Her home, a comfortable and eye-catching study in contrasts, is filled with an eclectic mix of antiques and more modern pieces. The kitchen is a prime example. One corner holds a Hoosier cabinet she stripped, sanded and painted white. The original brick chimney rising above a gas fireplace is decorated with an old oxen harness from Austria, an antique bellow and English horse brasses. An English miner's lamp dating from the 1880s sits atop the white Shaker-style cabinetry.
The room's modern components are metal bar stools Etschmaier found on eBay and the sleek, stainless steel hood that hangs above the stainless-steel Kenmore Elite stove.
The dining room, painted a bold, rusty red, is more traditional. A glass china closet in front of an old hearth holds Etschmaier's beloved collection of antique perfume bottles, tea cups and match strikers. A turn-of-the-century light fixture she found at Royal York Auction Gallery illuminates the rosewood table.

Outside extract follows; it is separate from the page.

PR #1488, opened 2024-01-31
Allow more credentials

### LINKED ISSUE #1459: Support for custom credential types

MLS has a private-use space for types of credentials that are application-specific. OpenMLS doesn't support letting applications use this space at all.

Soft green walls, honey-colored pine floors and 12-foot ceilings lend an air of elegance to the formal living room, which is decorated with a vintage carousel horse from England and old-time family photos. More family photos hang in a small alcove leading to the dining room, dubbed "the Salon."
Etschmaier's understated touch continues on the outside. A nasty tangle of weeds and tree roots just six years ago, the front yard today is an eye-catching cocoon of color and texture. Here, red and white roses, bee balm and hydrangeas intermingle with verbena, astragalus and lots of hosta and daisies.
"There's something flowering every time of the year," she says.
The landscaped courtyard at the rear of the house, off the clematis-draped back porch, is even more impressive. A large herb garden dotted with showy, fragrant lavender lies to the right of the steps, and an arbor facing Foster Street hangs heavy with trumpet vine.
The focal point is a large pond surrounded by containers full of geraniums and dairies and adorned with a contemporary steel sculpture by Alexandra.
"When we first moved in, we couldn't get anything to come up," says Etschmaier, shaking her head at the memory. "Then we cut down two maples and whoosh! Everything grows."
That also describes her love for the neighborhood, which she maintains gets better every year.
"Every crummy building is being taken over and restored," she says.
Etschmaier's experience is hardly an isolated one, says Sandy DeTemple, a tour committee member who has lived in Lawrenceville for more than 30 years.
"People come and just fall in love, and after that have 80 or 90 new best friends."